Judge, is it remotely bloody possible I saw video clips on the internet of this disgusting habit?  Do you possess enough real life experience to accept the fact anything can be purchased on said internet and delivered through the post?  Or are you at such a degree of bedsit dwelling that your only social interaction in the real world is to stand over Habib the doner kebab vendors shoulder as he makes your daily raw material for tomorrows loo deposit, before bolting yourself in and coming here and wasting every spare moment of your so called pathetic fucking life?  

 

If it makes you feel any better, it's highly doubtful that you will ever run out of things that make you angry, because nobody fucking likes you, and that only angers and embitters you even more by the day.

 

BTW, hello judge!   :lol:   Brony's cock needs sucking, so get to it, cunt!  

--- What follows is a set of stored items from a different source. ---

PR #3010, opened 2025-09-26
Use joins with filters

ZedLi:
# Description
Added support for joins with filters. Added an example using the targets table where I join with sessions to grab the active sessions instead of passing in a list of target IDs from the sessions. This removes the need to grab and return _all_ sessions which can be very slow (and even cause browser errors) with big enough data sets and is where the bulk of the time loading is spent if there's a lot of data.

## How to Test
Try using the active sessions filter on the targets page. 

## Checklist

## PCI review checklist


priya-patel04 (approved):
Nice improvement using JOIN! 🙌

PR #3021, opened 2025-10-01
feat: 🎸 Add ability to search other resources as well

ZedLi:
# Description
For pages that have tables that display data from associates resources, we currently retrieve each associated resource 1 by 1 for each shown row to get the associated data and are unable to search columns that source data that doesn't exist in the primary table.

This PR adds the ability to search across multiple tables with joins. This allows us to search across multiple tables in the case where we have columns that use data from different resources. This does however force a dependency on us to load all the associated resources first as compared to making individual `GET` requests for each associated resource. But this is likely better than making all those GET requests at once (especially if they choose 50 items per page). 

The main downside is there can be a noticeable increase in latency for the searches depending on the number of resources. 
Example with 400k aliases + 400k targets and searching between all the resources in _both_ tables. 

Before:

https://github.com/user-attachments/assets/abd00d58-97e2-492d-8cb7-317e9eaefecf

After:

https://github.com/user-attachments/assets/18321dd6-1dbd-4d19-bf28-1d58f3abd55c

## How to Test
Go to the aliases page and try searching target names or alias IDs. It should search across both resources. 

## Checklist

## PCI review checklist

### DIFF
--- a/ui/admin/app/routes/scopes/scope/aliases/index.js
+++ b/ui/admin/app/routes/scopes/scope/aliases/index.js
@@ -83,7 +83,6 @@ export default class ScopesScopeAliasesIndexRoute extends Route {
           relatedSearches: [
             {
               resource: 'target',
-              text: search,
               fields: ['name'],
               join: {
                 joinFrom: 'destination_id',
--- a/addons/api/addon/workers/utils/schema.js
+++ b/addons/api/addon/workers/utils/schema.js
@@ -25,8 +25,7 @@ const createTargetTables = `
 );
 CREATE INDEX IF NOT EXISTS idx_target_scope_id_created_time ON target(scope_id, created_time DESC);
 
--- Create a contentless FTS table as we will only use the rowids.
--- Note that this only creates the FTS index and cannot reference the target content
+-- Create a content FTS table that references the original table
 CREATE VIRTUAL TABLE IF NOT EXISTS target_fts USING fts5(
     id,
     type,


DhariniJeeva (approved):
looks good!

addons/api/tests/unit/utils/sqlite-query-test.js
```diff
@@ -419,6 +419,64 @@ module('Unit | Utility | sqlite-query', function (hooks) {
...
+                join: {
+                  joinOn: 'target_id',
+                },
+              },
+            ],
+          },
+        },
+        expectedSql: `
+          SELECT * FROM "target"
+          WHERE "target".rowid IN (SELECT rowid FROM target_fts WHERE target_fts MATCH ?
```
hashicc: Does this example make sense since `rowid` doesn't exist on the `target` table, or should it be `target_fts`?

hashicc: Oh, TIL! Yes, I was looking at the schemas.
I agree. `rowid` makes perfect sense as a default

addons/api/addon/utils/sqlite-query.js
```diff
@@ -211,25 +211,69 @@ function addSearchConditions({
...
+
+    return;
+  }
+
   // Use a subquery to match against the FTS table with rowids as SQLite is
   // much more efficient with FTS queries when using rowids or MATCH (or both).
   // We could have also used a join here but a subquery is simpler.
   conditions.push(
-    `"${tableName}".rowid IN (SELECT rowid FROM ${tableName}_fts WHERE ${tableName}_fts MATCH ?)`,
+    `"${tableName}".${search?.select ?? 'rowid'} IN (${searchSql})`,
```
hashicc:
```suggestion
    `"${tableName}".${searchSelect} IN (${searchSql})`,
```

ui/admin/app/routes/scopes/scope/aliases/index.js
```diff
@@ -79,28 +78,69 @@ export default class ScopesScopeAliasesIndexRoute extends Route {
           direction: sortDirection,
         };
 
+        const searchOptions = {
+          text: search,
+          relatedSearches: [
+            {
+              resource: 'target',
+              text: search,
```
lisbet-alvarez: I think this `text` field can be removed since its not used in the query util since its also defined on line 82.

lisbet-alvarez (approved):
This is a great improvement/feature!! Just left a couple suggestions.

Video clips on the internet? Real life experience? Does not compute Mr. Bumshine. They are polar opposites i think you'll find. Secondly my Kebab vendor is called Stavros, not that it's any of your cunting business. Thirdly seeking popularity on a website is not something i have ever pursued ; if you had a brain that would already be obvious to you. Fourthly, i have to explain (yet again) that this site is designed for people who are "angry" and "embittered". That's the whole fucking point. If you are not angry and embittered what the fuck are you doing here? It's hardly my fault that lonely wankers like you have to go on a website to find somebody to talk to and invent things to be angry about to strike up a dialogue. The only thing you are angry about is cunts like me taking the piss out of you. As long as you and the other wankers keep supplying me with the material i will be here taking the piss. It's one of my little hobbies. It's not big, it's not clever but it amuses me from time to time. If you don't like it shut your fucking cakehole and fuck off to Facebook.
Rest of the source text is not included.